## WHAT THIS TASK INVOLVES
Whenever a line carries the word "validation", pull it out of the entries.

(Saved entries)
================
PR #1766, opened 2019-04-25
Social share and button update on thank you pages

jlieb10:
## Why are you doing this?

We released the new Thank You page designs knowing we had a few things left to be done. The most major thing to be done was releasing the social share buttons, which this PR addresses. This PR also addresses one minor concern which was that we were using a non-standard button. 

[**Trello Card**](https://trello.com/c/oo2MNCqE/959-thank-you-page-redesign-ft-social-share-v2)

## Changes

* Releasing Social Share buttons on "thank you" page and "password set" page
* Using standard `button` component across thank you pages

## Screenshots
Thank you page with share buttons:
Thank You With Social

Password set page with share buttons:
Password Set With Social

Facebook share window:
sharefb

Twitter share window:
sharetwitter

Linkedin share window
sharelinkedin

email share window (w default email set to gmail):
shareemail

### DIFF
--- a/support-frontend/assets/components/button/button.scss
+++ b/support-frontend/assets/components/button/button.scss
@@ -17,7 +17,6 @@
   transition: $gu-transition;
   justify-content: space-between;
   position: relative;
-  width: fit-content;
 
   &:hover, &:focus {
     outline: 0;
--- a/support-frontend/assets/components/button/button.scss
+++ b/support-frontend/assets/components/button/button.scss
@@ -17,6 +17,8 @@
   transition: $gu-transition;
   justify-content: space-between;
   position: relative;
+  width: fit-content;
+
   &:hover, &:focus {
     outline: 0;
   }
--- a/support-frontend/assets/components/socialShare/socialShare.jsx
+++ b/support-frontend/assets/components/socialShare/socialShare.jsx
@@ -14,42 +14,47 @@ import { trackComponentClick } from 'helpers/tracking/ophanComponentEventTrackin
 
 // ---- Types ----- //
 
-type Platform = 'facebook' | 'twitter' | 'linkedin' | 'email';
+type SharePlatform = 'facebook' | 'twitter' | 'linkedin' | 'email';
 
-type PropTypes = {| name: Platform |};
+type PropTypes = {| name: SharePlatform |};
 
 type SocialMedia = {
   link: string,
   svg: Node,
   a11yHint: string,
+  windowFeatures: string
 };
 
-type WindowFeatures = '' | 'menubar=no, toolbar=no, resizable=yes, scrollbars=yes, width=500, height=400';
+const SocialWindowFeatures = 'menubar=no, toolbar=no, resizable=yes, scrollbars=yes, width=500, height=400';
 
 // ----- Setup ----- //
 
 const socialMedia: {
-  [Platform]: SocialMedia,
+  [SharePlatform]: SocialMedia,
 } = {
   facebook: {
-    link: 'https://www.facebook.com/sharer/sharer.php?u=https%3A%2F%2Fsupport.theguardian.com%2Fuk%2Fcontribute',
+    link: 'https://www.facebook.com/sharer/sharer.php?u=https%3A%2F%2Fsupport.theguardian.com%2Fcontribute',
     svg: <SvgFacebook />,
     a11yHint: 'Share on facebook',
+    windowFeatures: SocialWindowFeatures,
   },
   twitter: {
-    link: 'https://twitter.com/intent/tweet?url=https%3A%2F%2Fsupport.theguardian.com%2Fuk%2Fcontribute&text=Join%20me%20and%20over%20one%20million%20others%20in%20supporting%20a%20different%20model%20for%20open%2C%20independent%20journalism.%20Together%20we%20can%20help%20safeguard%20The%20Guardian%E2%80%99s%20future%20%E2%80%93%20so%20more%20people%2C%20across%20the%20world%2C%20can%20keep%20accessing%20factual%20information%20for%20free',
+    link: 'https://twitter.com/intent/tweet?url=https%3A%2F%2Fsupport.theguardian.com%2Fcontribute&text=Join%20me%20and%20over%20one%20million%20others%20in%20supporting%20a%20different%20model%20for%20open%2C%20independent%20journalism.%20Together%20we%20can%20help%20safeguard%20The%20Guardian%E2%80%99s%20future%20%E2%80%93%20so%20more%20people%2C%20across%20the%20world%2C%20can%20keep%20accessing%20factual%20information%20for%20free',
     svg: <SvgTwitter />,
     a11yHint: 'Share on twitter',
+    windowFeatures: SocialWindowFeatures,
   },
   linkedin: {
-    link: 'http://www.linkedin.com/shareArticle?mini=true&url=https%3A%2F%2Fsupport.theguardian.com%2Fuk%2Fcontribute&title=Join%20me%20and%20over%20one%20million%20others%20in%20supporting%20a%20different%20model%20for%20open%2C%20independent%20journalism.%20Together%20we%20can%20help%20safeguard%20The%20Guardian%E2%80%99s%20future%20%E2%80%93%20so%20more%20people%2C%20across%20the%20world%2C%20can%20keep%20accessing%20factual%20information%20for%20free',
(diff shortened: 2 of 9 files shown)


support-frontend/assets/components/socialShare/socialShare.jsx
```diff
@@ -24,29 +24,30 @@ type SocialMedia = {
   a11yHint: string,
 };
 
+type WindowFeatures = '' | 'menubar=no, toolbar=no, resizable=yes, scrollbars=yes, width=500, height=400';
```
tomrf1: rather than writing out this string twice, we could make this a const and add a `windowFeatures: string` field to the `SocialMedia` type?

support-frontend/assets/components/button/button.scss
```diff
@@ -17,6 +17,8 @@
   transition: $gu-transition;
   justify-content: space-between;
   position: relative;
+  width: fit-content;
```
joelochlann: worth checking there's a graceful fallback in unsupported browser since it doesn't look like support is that great: https://caniuse.com/#search=fit-content

jlieb10: Thanks @joelochlann. From what I found, unless an absolute `width` or `max-width` is specified, it seems a _button used inside a form_ goes full width. As this is a reused component, I don't want to pass in any absolute widths but let's loop in @walaura to see if she has more expertise

support-frontend/assets/components/socialShare/socialShare.jsx
joelochlann: then you could just pass `socialMedia[props.name]` to `onShare` and get rid of the `if` condition

support-frontend/assets/components/socialShare/socialShare.jsx
```diff
@@ -24,29 +24,30 @@ type SocialMedia = {
...
 
 // ----- Setup ----- //
 
 const socialMedia: {
   [Platform]: SocialMedia,
```
joelochlann: I feel that `SharePlatform` could be a better name since it includes email?

support-frontend/assets/components/socialShare/socialShare.jsx
```diff
@@ -24,29 +24,30 @@ type SocialMedia = {
...
 } = {
   facebook: {
-    link: 'https://www.facebook.com/sharer/sharer.php?u=https%3A%2F%2Fsupport.theguardian.com%2F%3FINTCMP%3Dsocial&t=',
+    link: 'https://www.facebook.com/sharer/sharer.php?u=https%3A%2F%2Fsupport.theguardian.com%2Fuk%2Fcontribute',
```
joelochlann: these links are all hardcoded to the `uk` region. you should link to the geo-redirect URL https://support.theguardian.com/contribute

support-frontend/assets/pages/new-contributions-landing/components/SetPasswordForm.jsx
```diff
@@ -131,26 +131,24 @@ function SetPasswordForm(props: PropTypes) {
           errorMessage="Please enter a password between 6 and 20 characters long"
           required
         />
-        <ButtonWithRightArrow
-          componentClassName={classNameWithModifiers('form__submit', ['create-account'])}
-          buttonClassName={classNameWithModifiers('form__submit-button', ['create-account'])}
-          accessibilityHintId="accessibility-hint-create-account"
+        <Button
```
joelochlann: 👍 for switching to storybook components!

support-frontend/assets/components/button/button.scss
jlieb10: or maybe @SiAdcock because I think Laura is on hols

support-frontend/assets/components/socialShare/socialShare.jsx
```diff
@@ -59,17 +60,35 @@ export default function SocialShare(props: PropTypes) {
...
+        '',
+        features,
+      );
+    };
+  }
+
+
   return (
-    <a
+    <button
```
joelochlann: I just noticed the cursor doesn't change when hovering over these buttons, which might discourage people from clicking. You'll either need to set that hover state in your CSS - or would it be possible to use storybook buttons for these too?

support-frontend/assets/components/button/button.scss
joelochlann: Ah of course, it's a storybook component. Well, I can see that the reason it's going full width is because the [form is a flex container](https://github.com/guardian/support-frontend/blob/master/support-frontend/assets/pages/new-contributions-landing/contributionsLanding.scss#L452-L456). The default value of `align-items` is `stretch`, so this is why the children are full-width (try adding `align-items: flex-start` to the form style and see the difference!).

That `form--contribution` style is from our page-specific CSS though, so we definitely shouldn't change the generic storybook styling to affect it. If we really want these buttons to be left-aligned, we could put another class on those buttons and make them `align-self: flex-start`. **But** I'm not actually convinced we want them left-aligned & content-width.

Check with @ionamckendrick but I think this:

Screenshot 2019-04-26 at 10 58 28

is preferable to this:

Screenshot 2019-04-26 at 10 59 41

so no extra CSS needed to make the buttons content-width.

support-frontend/assets/components/socialShare/socialShare.jsx
jlieb10: I think it would be better to add social buttons to storybook instead of using the default storybook buttons for this, as we want the social icons to be bigger than the icons used next to the text

support-frontend/assets/components/button/button.scss
jlieb10: I think having a fitted width is part of using the storybook components- we should try to eliminate the stylistic variance of having full-width some places and auto-width others in my understanding

ionamckendrick: Really good one to discuss. I visually prefer full width when buttons are stacked together (the flex width looks weird) BUT I appreciate that for single CTAs the flex width is the pattern we're generally using. I'd vote for fixed width in this instance, but we should definitely pick up with Laura and a group of us to decide for the future.

support-frontend/assets/components/socialShare/socialShare.jsx
jlieb10: Fixed

support-frontend/assets/components/socialShare/socialShare.jsx
jlieb10: Fixed

joelochlann: actually or `PlatformParams` to correspond to the `Platform` key

support-frontend/assets/components/button/button.scss
joelochlann: (@ionamckendrick careful with the term flex width since flex is a very loaded technical term in CSS-land! so it might not mean what you think. content-width vs parent-width is probably the least ambiguous for this discussion)

jlieb10: @ionamckendrick thanks for the input and resolving this for now - will just leave them full-width for the time being

support-frontend/assets/components/socialShare/socialShare.jsx
```diff
@@ -10,45 +10,51 @@ import SvgFacebook from 'components/svgs/facebook';
...
 
 // ----- Setup ----- //
 
 const socialMedia: {
-  [Platform]: SocialMedia,
+  [SharePlatform]: SocialMedia,
 } = {
   facebook: {
-    link: 'https://www.facebook.com/sharer/sharer.php?u=https%3A%2F%2Fsupport.theguardian.com%2F%3FINTCMP%3Dsocial&t=',
+    link: 'https://www.facebook.com/sharer/sharer.php?u=https%3A%2F%2Fsupport.theguardian.com%2Fcontribute',
```
joelochlann: oh, one more thing on the tracking for these links. I would use this to generate them: http://reader-revenue-lynx.s3-website-eu-west-1.amazonaws.com/

in the second dropdown (source) you can choose EMAIL or SOCIAL and put `contributions-share-facebook`, `contributions-share-twitter`, etc in the Component ID field

jlieb10: it seems that facebook does support the urls that this tool generates however twitter strips the entire link out of the tweet when it has this parameter, linkedin strips out the value of the query parameter, and gmail unencodes the json (which probably isn't a technical problem but doesn't look very trustworthy to click)

joelochlann: Yep you're right! Those URL-encoded JSON blobs are not good for this use case. Let's leave out the tracking for the purposes of this PR and address in a future PR.

What we can do is create some friendly-URL redirects for these, e.g. https://support.theguardian.com/contribute/twitter-share, which redirect to a page with all the tracking info. We did something similar for the Australian campaign: https://support.theguardian.com/au/contribute/thefrontline

Unfortunately it's not the easiest thing to do right now - for Australia we did it in Fastly which was a bit of a pain (as @tomrf1 will tell you). We should probably make a little tool on the admin console that can set up redirects.

Of course we could always use https://bitly.com/ or similar to shorten the links but people might be less inclined to click on links which don't have the guardian domain.

joelochlann: and as per our chat conversation - INTCMP is fine for now

PR #1772, opened 2019-04-30
existing-payment-options: implement Direct Debit cloning

twrichards:
## Why are you doing this?
In the initial release of 'existing payment options' (re-use of existing payment details), `support-workers` was only able to handle cards (since Stripe tokens can be re-used on multiple billing accounts in Zuora). Direct Debit is a bit more complicated, and this PR makes it work. 

We need to fetch the existing Mandate ID from Zuora, then use it to first lookup the 'customer bank account' ID in GoCardless before then creating a **NEW mandate** in GoCardless under that same 'customer bank account', before then including the new mandateID and reference in the `PaymentMethod` passed to `CreateZuoraSubscription` (like any other Payment Method).

This approach means that customers will have multiple entries in 'manage direct debits' section of their online banking etc, one for each product, rather than having a single entry for all products, which would cause the frequency and amount to fluctuate in confusing way, and make it hard to cancel.

This should hopefully increase the overall quantity of acquisitions via existing payment options. 

## Changes

- There was already a `GoCardlessService` in `support-frontend` used for validation of bank details client-side, so this was migrated to `support-services` (and config to `support-config`)
- With this `GoCardlessService` migrated to a shared location, two additional functions were added
  - one to fetch the 'customer bank account' ID based on the mandateID of the existing one
  - then the second to created a new mandate under that 'customer bank account' and return an ADT containing the new mandate ID and the 'reference'
- These two new functions are now used in a `for` comprehension in the `GetPaymentMethod` lambda, for the case when the requested payment method type for re-use is Direct Debit.

**NOTE** that this function required new GoCardless API tokens for `support-workers` with read & write ability - `support-frontend` just needs read-only


support-services/build.sbt
```diff
@@ -13,5 +13,6 @@ libraryDependencies ++= Seq(
   "io.circe" %% "circe-generic" % circeVersion,
   "io.circe" %% "circe-generic-extras" % circeVersion,
   "io.circe" %% "circe-parser" % circeVersion,
-  "com.squareup.okhttp3" % "okhttp" % okhttpVersion
+  "com.squareup.okhttp3" % "okhttp" % okhttpVersion,
+  "com.gocardless" % "gocardless-pro" % "2.8.0"
```
johnduffell: support-services sounds a bit like a "common" type module to me.  Every dependency that is added to this, will be on the classpath of everything that depends on this, meaning more risk of snyk issues, binary incompatibilities, increase in artifact size and difficult to reuse. The gravity of a "common" appears to be so strong, that over time it ends up as a monolithic everything library. (I learned all this from my membership-common experience)
I am sure that opinion varies on this, but I think having a "common" or "services" is an anti pattern for the above reason.
In terms of here, I would recommend creating a new gocardless sbt module, and put only the requrements/dependencies for that there.  Then it would be self contained and reusable independently.
@rupertbates probably has a useful viewpoint on this matter!

twrichards: fair points (including those mentioned in person) - since the new functions added to `GoCardlessService` aren't used in support-frontend and the old function isn't used by `support-workers` I'm going to create a sealed trait (or something) for `GoCardlessService` which resides in `support-services` but have the actual implementation**s** in the respective projects where the functions are used and so the GoCardless library dependency will be on only the necessary projects.

twrichards: done!

rupertbates: I don't really agree with your concerns in this case John - there are 2 client apps for support-services and they both need the GoCardless library. I can't see any benefit from splitting that functionality between two separate projects, it's just duplication and runs the risk of things like the lib version getting updated in one project but not the other.

support-workers/src/main/scala/com/gu/emailservices/ContributionEmailFields.scala
```diff
@@ -27,6 +27,13 @@ case class ContributionEmailFields(
       "first payment date" -> formatDate(created.plusDays(10).toLocalDate),
       "payment method" -> "Direct Debit"
     )
+    case dd: ClonedDirectDebitPaymentMethod => List(
+      "account name" -> dd.bankTransferAccountName,
+      "sort code" -> hyphenate(dd.bankCode),
+      "Mandate ID" -> directDebitMandateId.getOrElse(""),
+      "first payment date" -> formatDate(created.plusDays(10).toLocalDate),
```
rupertbates: Maybe extract this 10 to a named val? Or create a function which takes `created` and returns the first payment date

support-services/build.sbt
twrichards: sigh - i have now refactored - shall i refactor it back to shared, or shall i make a `val` for the version in `LibraryVersions.scala` (like `jacksonVersion` for example)

support-workers/src/main/scala/com/gu/support/workers/lambdas/GetPaymentMethod.scala
```diff
@@ -65,10 +69,29 @@ class GetPaymentMethod(servicesProvider: ServiceProvider = ServiceProvider)
...
 
+  def cloneMandate(
+    existingDirectDebit: GetPaymentMethodDirectDebitResponse,
+    goCardlessService: GoCardlessWorkersService
+  ) : Future[ClonedDirectDebitPaymentMethod] = for {
+    customerBankAccountId <- goCardlessService.getCustomerAccountIdFromMandateId(existingDirectDebit.tokenId)
+    clonedMandateRefs <- goCardlessService.createNewMandateOnExistingCustomerAccount(customerBankAccountId)
+  } yield ClonedDirectDebitPaymentMethod(
+    tokenId = clonedMandateRefs.mandateId, // yes Zuora put the mandateId into tokenId
+    mandateId = clonedMandateRefs.reference, // and yes Zuora like to use the 'reference' in the 'mandateId' field, sigh
```
rupertbates: 😃

support-services/build.sbt
rupertbates: Personally I'd go back to shared but it's up to you if you've got the patience!

johnduffell: since there are only two clients it won't make any difference in practice at this stage, agreed.

Regarding the version going out of step, they are both in the same repo so we would have a common dependency version in Dependencies.scala.

As long as there will only ever be two clients, or if there were it would be obvious and easy to split the non-needed stuff out in some way, then that would be fine.  Perhaps in the case of membership-common there were other considerations (e.g. 2 complete changes of team members) that exacerbated it.  But the same happened on dotcom with the "common" module and I've seen it in many other projects.  I suppose it's a bit like microservices - split it down just enough, but not too much!  It's good that we're having the debate but maybe the specific line doesn't matter as much.

PR #1774, opened 2019-04-30
Bump webpack-dev-server to 3.1.11

jorgeazevedo:
## Why are you doing this?

According to Github, version 3.1.5 of webpack-dev-server is affected by CVE-2018-14732. And that warning at the top of the repo is freaking me out.

As far as I can tell this is only used for local development so I think we're good?


jlieb10:
https://github.com/guardian/support-frontend/pull/1795

PR #1907, opened 2019-06-20
Increase fulfilment delay for voucher subs

jfsoul:
## Why are you doing this?
There are a couple of issues with our fulfilment delay calculation for vouchers:
- We are only applying a delay of 2-3 weeks rather than 3-4 weeks, which puts us out of step with subscriptions-frontend and unable to fulfil some subscriptions.
- We are currently calculating lead time based on whether the current day is after a Weds (correct) *AND* whether the current day is after the delivery day of the product (incorrect).  For example, an Everyday sub taken out on a Monday or Tuesday should have the same first delivery day - but at the moment the Tuesday one is pushed a week because Tuesday falls after the delivery day (Monday) of the product.

The latter issue above is resolved by now using a different rule:
- Find the date of the delivery day of the product in the _current_ week
- Add 3 or 4 weeks depending on whether the current time is after Weds 6am (voucher fulfilment cutoff).

This rule appears to also work for Guardian Weekly (except the cutoff is different) - however it will not work for home delivery if we were to re-enable it.  That should be done in a later PR once we have fixed the live issue affecting fulfilment.  In the meantime I have skipped HD tests.

Follow up work needed:
* Document fulfilment delay rules heavily because they are a minefield
* Implement a single rule that works for voucher, weekly and home delivery

[**Trello Card**](https://trello.com/c/eWa5ZctU/2370-increase-wait-time-calculation-in-print-checkout)

## Changes

* Increases delay of voucher fulfilment to 3-4 weeks from 2-3 weeks (roughly)
* Makes fulfilment delay only dependent on current day relative to cutoff (specifically not on the current day relative to delivery day)
* Adds a few more tests for good measure

### DIFF
--- a/support-frontend/assets/helpers/subscriptionsForms/deliveryDays.js
+++ b/support-frontend/assets/helpers/subscriptionsForms/deliveryDays.js
@@ -5,13 +5,13 @@ const milsInADay = 1000 * 60 * 60 * 24;
 
 export const numberOfWeeksWeDeliverTo = 4;
 
-const getNextDayOfTheWeek = (today: number, day: Day): Date => {
-  const diff = (7 + (day - new Date(today).getDay())) % 7;
+const getDateOfDeliveryDayInCurrentWeek = (today: number, day: Day): Date => {
+  const diff = (day - new Date(today).getDay()) % 7;
   return new Date(today + (diff * milsInADay));
 };
 
-const getNextDaysOfTheWeek = (today: number, day: Day, length: number = numberOfWeeksWeDeliverTo): Date[] => {
-  const initial = getNextDayOfTheWeek(today, day);
+const getDeliveryDays = (today: number, day: Day, length: number = numberOfWeeksWeDeliverTo): Date[] => {
+  const initial = getDateOfDeliveryDayInCurrentWeek(today, day);
   const rt = [initial];
   for (let i = 1; i <= length; i += 1) {
     rt.push(new Date(rt[i - 1].getTime() + (7 * milsInADay)));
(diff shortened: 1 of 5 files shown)


jfsoul:
@rupertbates Spotted a problem with Sunday paper: made a small change to adjust and added another test case to cover.

johnduffell:
Patricio has defined these rules in the endpoint that salesforce uses when CSRs are adding voucher subectiptions for people who call or email in!  Ideally support-frontend would share that rules.
https://github.com/guardian/support-service-lambdas/blob/ebc4425774d9f864fe8b8ebbb521f403a8e8fd4a/handlers/new-product-api/src/main/scala/com/gu/newproduct/api/productcatalog/NewProductApi.scala#L34

johnduffell:
This test has the full JSON example.  Also covers home delivery
https://github.com/guardian/support-service-lambdas/blob/master/handlers/new-product-api/src/test/scala/com/gu/newproduct/api/productcatalog/CatalogWireTest.scala

johnduffell:
the server side valudation uses the same model, the code is here: https://github.com/guardian/support-service-lambdas/blob/ebc4425774d9f864fe8b8ebbb521f403a8e8fd4a/handlers/new-product-api/src/main/scala/com/gu/newproduct/api/addsubscription/validation/DateValidation.scala

jfsoul:
@johnduffell I couldn't immediately see where those rules are interpreted so I am kind of guessing based on naming i.e. `startDaysAfterCutoff` whether the end result is definitely the same for us.  Otherwise I think sharing is the way forward on something like this and the modelling is neater that we have at the moment.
================
## WRITTEN SOLUTION
- There was already a `GoCardlessService` in `support-frontend` used for validation of bank details client-side, so this was migrated to `support-services` (and config to `support-config`)
the server side valudation uses the same model, the code is here: https://github.com/guardian/support-service-lambdas/blob/ebc4425774d9f864fe8b8ebbb521f403a8e8fd4a/handlers/new-product-api/src/main/scala/com/gu/newproduct/api/addsubscription/validation/DateValidation.scala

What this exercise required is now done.